Como general, Constantino
ocupa un lugar destacado entre los emperadores. Aunque la mayoría de ellos eran
buenos soldados, ninguno, salvo Severo y Aureliano, podía presumir de una
carrera de victorias como la que llevó a Constantino desde las costas de
Britania hasta las orillas del Tíber y las murallas de Bizancio. Pero después
de la "misericordia suprema" de Crisópolis no hubo más combates, excepto con los godos. Los últimos catorce años de
Constantino (323-337) fueron años de paz: y la primera cuestión que se le
planteó entonces fue la de la religión. ¿Por qué camino se acercó al
cristianismo, y hasta dónde llegó en el viaje?
Se pueden descartar de
inmediato dos fábulas: la pagana contada por Zósimo en el siglo V, según la
cual los cristianos se mostraron complacientes cuando los filósofos se negaron
a absolverle por el asesinato de su hijo Crispo; y la papal del siglo VIII,
según la cual fue curado de la lepra por el papa Silvestre, y a partir de ahí
le dio el dominio sobre "el palacio, la ciudad de Roma y todo
Occidente". Estas leyendas son refutadas sumariamente por el hecho de que
fue bautizado en el 337, y no como nos dicen en el 326. Volviendo ahora a la
historia, no tenemos motivos para suponer que debiera las impresiones
cristianas a la enseñanza de su madre: pero Constancio era un ecléctico de la
mejor clase, y un hombre de cierta cultura; y su memoria contrastaba bien con
la de sus colegas. Constantino parece haber empezado donde lo dejó su padre,
como más o menos monoteísta y reacio a los ídolos, y más o menos amigo de los
cristianos; y todas estas cosas crecieron en él. Puede que esto último no
significara mucho al principio, ya que incluso emperadores hostiles como Severo
y Diocleciano tenían el suficiente sentido común como para mantener buenas
relaciones con los cristianos cuando no estaban dispuestos a aplastarlos. Pero
Constantino se sintió atraído por ellos tanto personal como políticamente; por
su vida pura y su genuina humanidad, así como por su astucia como estadista. Su
elevado monoteísmo y su moral austera le atrajeron, su fuerte organización
captó la atención del gobernante.
Cuando Diocleciano lanzó
su desafío a la Iglesia, hizo de la religión la cuestión urgente de la época: y
la persecución fue un visible fracaso antes de que Constantino estuviera bien
asentado en la Galia. Si Diocleciano había fracasado en aplastar a la Iglesia,
no era probable que otros tuvieran éxito. Maximino o Licinio podrían rememorar
el pasado; pero Constantino vio claramente que el Imperio tendría que llegar a
algún tipo de acuerdo con la Iglesia, de modo que la única cuestión era hasta
dónde sería necesario o seguro llegar. Por el momento, un poco de amabilidad
con los obispos galos fue suficiente para asegurar la buena voluntad de los
cristianos de todo el Imperio. Luego vinieron las guerras del 312-3, que
obligaron a Constantino y a Licinio a defender a los cristianos, e hicieron que
fuera una buena política darles plena tolerancia legal. Licinio se detuvo allí,
y Constantino no se decidió sin ansiedad. El Dios de los cristianos había
mostrado un gran poder, y podría ser el mejor protector; y en cualquier caso
una firme alianza con su fuerte jerarquía no sólo eliminaría un gran peligro,
sino que daría la ayuda que el Imperio necesitaba. Por otra parte, era algo
serio romper con el pasado y enfrentarse a los terrores de la magia pagana.

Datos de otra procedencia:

PR #7216, opened 2022-12-07
Revise simd_op_check tests to ignore HL_TARGET (#7207)

steven-johnson:
The simd_op_check tests have historically only run using the value of HL_TARGET, which mean that the coverage they had was low (since HL_TARGET is only set to values that are runnable on at least one buildbot). This change completely disconnects these tests from HL_TARGET; instead, each test now tests for a range of targets appropriate to the architecture being tested. On all platforms, they still compile to assembly and verify that the correct instructions are generated; additionally, if the host platform can JIT for the given target, it verifies that the results are as expected.

### DIFF
--- a/test/correctness/simd_op_check_arm.cpp
+++ b/test/correctness/simd_op_check_arm.cpp
@@ -1078,5 +1078,11 @@ private:
 }  // namespace
 
 int main(int argc, char **argv) {
-    return SimdOpCheckTest::main<SimdOpCheckARM>(argc, argv);
+    return SimdOpCheckTest::main<SimdOpCheckARM>(
+        argc, argv,
+        {
+            Target("arm-32-linux"),
+            Target("arm-64-linux"),
+            Target("arm-64-linux-arm_dot_prod"),
+        });
 }
--- a/test/correctness/simd_op_check_x86.cpp
+++ b/test/correctness/simd_op_check_x86.cpp
@@ -567,10 +567,11 @@ public:
             check("vpminsq", 8, min(i64_1, i64_2));
         }
         if (use_avx512 && target.has_feature(Target::AVX512_SapphireRapids)) {
-            check("vcvtne2ps2bf16*zmm", 32, cast(BFloat(16), f32_1));
-            check("vcvtneps2bf16*ymm", 16, cast(BFloat(16), f32_1));
-            check("vcvtneps2bf16*xmm", 8, cast(BFloat(16), f32_1));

Además, los cristianos eran una minoría incluso en Oriente, y no podía
acercarse abiertamente a ellos sin riesgo de una reacción pagana. Así que se
movió con cautela. El cristianismo se diferenciaba muy poco del mejor tipo de
paganismo. Ambos podían ser llevados bajo el amplio escudo del monoteísmo, si
los paganos renunciaban a sus ídolos y a sus cultos inmorales, y los cristianos
no insistían demasiado rudamente en esa incómoda doctrina de la deidad de
Cristo. En estos términos, el león del cristianismo podría acostarse con el
cordero del eclecticismo, y el cándido emperador sería el niño pequeño que
guiaría a ambos.
El problema de la Iglesia
y el Estado era nuevo, ya que la antigua religión de Roma nunca fue más que un
departamento del Estado, y los adoradores de Isis y Mitra se ajustaban
fácilmente "a las ceremonias del pueblo romano". Pero cuando el
cristianismo hizo una distinción práctica entre las cosas del César y las de
Dios, la relación de la Iglesia y el Estado se convirtió en una cuestión
difícil. Constantino la manejó con gran habilidad y mucho éxito. No sólo hizo
que los cristianos fueran totalmente leales, sino que se ganó el apoyo activo
de las iglesias, y obtuvo tal influencia sobre los obispos que casi parecían
dispuestos a hundirse en un departamento del Estado. Pero olvidó una cosa. El
pensamiento superficial de su tiempo, tanto cristiano como pagano, tendía a un
vago monoteísmo que consideraba a Cristo y al sol como símbolos casi igualmente
buenos del Supremo: y esto oscureció la convicción más profunda de los
cristianos de que la deidad de Cristo es tan esencial como la unidad de Dios.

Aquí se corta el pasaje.